[[ Supplied records open ]]

PR #843, opened 2021-12-09
Start waiting for processing by default.

chrisgavin:
The option to wait for processing to complete has worked well during internal testing so I think we could now be at the point where we enable it by default.

- [x] Confirm the [readme](https://github.com/github/codeql-action/blob/main/README.md) has been updated if necessary. (I don't think it's necessary, since most people will probably want to use this feature and it should only be turned off if it's causing issues.)


CHANGELOG.md
```diff
@@ -3,6 +3,7 @@
 ## [UNRELEASED]
 
 - Update default CodeQL bundle version to 2.7.3. [#842](https://github.com/github/codeql-action/pull/842)
+- The `analyze` and `upload-sarif` actions will now wait up to 2 minutes for processing to complete so they can report any processing errors that occurred. This behavior can be disabled by setting the `wait-for-processing` action input to `"false"`.
```
cannist, line 6:
```suggestion
- The `analyze` and `upload-sarif` actions will now wait up to 2 minutes for processing to complete after they have uploaded the results so they can report any processing errors that occurred. This behavior can be disabled by setting the `wait-for-processing` action input to `"false"`.
```

cannist (commented):
Thank you for this PR, Chris, I had wanted to do this yesterday but did not get to it. 🙂 

Just one suggestion to have more context in the change note.

cannist (approved):

PR #844, opened 2021-12-09
Stop printing all output twice.

chrisgavin:
Maybe I'm missing some reason for this code existing, but it feels like all it does is duplicate the extractor output in the Actions logs. Can we remove it or have I missed something here?


chrisgavin:
Here's a somewhat noisy but hopefully still useful diff showing the effect of the change on a JavaScript build. https://www.diffchecker.com/GQYzoaIw

hmakholm (approved):

PR #853, opened 2021-12-13
Remove scheduled releases

aeisenberg:
The action will be released roughly every two weeks along
with the CodeQL CLI release process.

### DIFF
--- a/.github/workflows/update-release-branch.yml
+++ b/.github/workflows/update-release-branch.yml
@@ -1,7 +1,5 @@
 name: Update release branch
 on:
-  schedule:
-    - cron: 0 9 * * 1
   repository_dispatch:
     # Example of how to trigger this:
     # curl -H "Authorization: Bearer <token>" -X POST https://api.github.com/repos/github/codeql-action/dispatches -d '{"event_type":"update-release-branch"}'


.github/workflows/update-release-branch.yml
```diff
@@ -1,7 +1,5 @@
 name: Update release branch
 on:
-  schedule:
-    - cron: 0 9 * * 1
   repository_dispatch:
     # Example of how to trigger this:
     # curl -H "Authorization: Bearer <token>" -X POST https://api.github.com/repos/github/codeql-action/dispatches -d '{"event_type":"update-release-branch"}'
```
aeisenberg, line 5: Should we remove this as well?

```suggestion
```

.github/workflows/update-release-branch.yml
```diff
@@ -1,7 +1,5 @@
 name: Update release branch
 on:
-  schedule:
-    - cron: 0 9 * * 1
   repository_dispatch:
```
aeisenberg, line 3: Should we remove this as well?

```suggestion
```

edoardopirovano: I'm not aware of if/how this is used so I have no objections to removing it. I guess if something breaks we can just add it back in :)

edoardopirovano (approved):

PR #856, opened 2021-12-14
Feature flagging via the GitHub API

henrymercer:
This PR introduces feature flagging to the CodeQL Action via a GitHub API endpoint `/repositories/:repository_id/code-scanning/codeql-action/features` (see backlinked issue).  This API endpoint only exists on Dotcom, so for GHES and GHAE feature flags will all be marked as disabled.

This is a general purpose solution that'll allow us to add many feature flags to the CodeQL Action while only calling a single API endpoint.  In this PR we use this mechanism to replace the database uploading feature flags; in the future we'll use it to decide whether to run ML-powered queries.

I've written some unit tests for the feature flagging class, and verified that database upload works as expected on a repo with the feature flag enabled.  Ideas for further testing welcome.


src/feature-flags.ts
```diff
@@ -0,0 +1,116 @@
...
+          {
+            owner: repositoryNwo.owner,
+            repo: repositoryNwo.repo,
+          }
+        );
+        return response.data;
+      } catch (e) {
+        console.log(e);
+        this.logger.info(
+          `Disabling all feature flags due to unknown error: ${e}`
```
robertbrignull, line 80: Is this a bit dangerous? In case of a transient error, is it better to crash vs doing something unusual? If a user is running ML powered queries but then one of their workflows randomly doesn't run them because this endpoint encountered an error, it'll cause a lot of confusing alert churn as everything closes and reopens.

robertbrignull (commented):
I haven't reviewed in huge detail. I can do that tomorrow or leave it to the CodeQL team. I have a couple of initial comments though.

src/analyze-action-env.test.ts
```diff
@@ -25,6 +25,8 @@ test("analyze action with RAM & threads from environment variables", async (t) =
       .resolves({} as actionsUtil.StatusReportBase);
     sinon.stub(actionsUtil, "sendStatusReport").resolves(true);
     sinon.stub(configUtils, "getConfig").resolves({
+      // Use GHES so we don't try to call the feature flags API endpoint
+      gitHubVersion: { type: util.GitHubVariant.GHES, version: "3.0.0" },
```
aeisenberg, line 29: Can you explain why this is necessary? Is it to avoid making an actual HTTP request to the github api during tests? If so, then we should probably stub out the API itself and add an expectation that the endpoint is requested.

src/feature-flags.ts
```diff
@@ -0,0 +1,116 @@
...
+
+  constructor(
+    private gitHubVersion: util.GitHubVersion,
+    private apiDetails: GitHubApiDetails,
+    private repositoryNwo: RepositoryNwo,
+    private logger: Logger
+  ) {}
+
+  getDatabaseUploadsEnabled(): Promise<boolean> {
+    return this.getFeatureFlag("database_uploads_enabled");
```
aeisenberg, line 31: I notice these constants are used in several places (at least in the tests). Can you extract them into a typescript enum?

aeisenberg: Ah...I see you have them as a `type` below. That's fine. I have a slight preference for enums, but have no reason other than aesthetics. So, it's fine as-is.

src/feature-flags.ts
```diff
@@ -0,0 +1,116 @@
...
+    }
+    return response || false;
+  }
+
+  private async getApiResponse(): Promise<FeatureFlagsApiResponse> {
+    const loadApiResponse = async () => {
+      // Do nothing when not running against github.com
+      if (this.gitHubVersion.type !== util.GitHubVariant.DOTCOM) {
+        this.logger.debug(
+          "Not running against github.com. Disabling all feature flags."
```
aeisenberg, line 61: Curious if this is always the case, or only for the feature flags we care about.

aeisenberg (commented):
Looks good. A few minor comments.

src/database-upload.test.ts
```diff
@@ -324,9 +256,13 @@ test("Don't crash if uploading a database fails", async (t) => {
     await uploadDatabases(
       testRepoName,
       getTestConfig(tmpDir),
+      featureFlags,
       testApiDetails,
       getRecordingLogger(loggedMessages)
     );
+
+    console.log(loggedMessages);
```
robertbrignull, line 264: Leftover console.log

robertbrignull (commented):
LGTM too once @aeisenberg is happy

src/analyze-action-env.test.ts
henrymercer: Yeah, this could be a bit more transparent.  Using GHES as our `gitHubVersion` will mean we don't call the feature flag API endpoint during the tests.  But stubbing the API is clearer — I'll do this.

src/feature-flags.ts
henrymercer: I agree enums are aesthetically a bit nicer.  Will update.

src/feature-flags.ts
henrymercer: The feature flags we have now are all Dotcom-specific.  I don't know of any immediate blockers to us using feature flags on GHES/GHAE in the same way, but haven't looked into it.

aeisenberg (approved):
Nice.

[[ Supplied records closed ]]

* **Required action**
Repeat exactly the lines of the data from the first one through the line with "The option to", both of them included.

* **Result of this task**
PR #843, opened 2021-12-09
Start waiting for processing by default.

chrisgavin:
The option to wait for processing to complete has worked well during internal testing so I think we could now be at the point where we enable it by default.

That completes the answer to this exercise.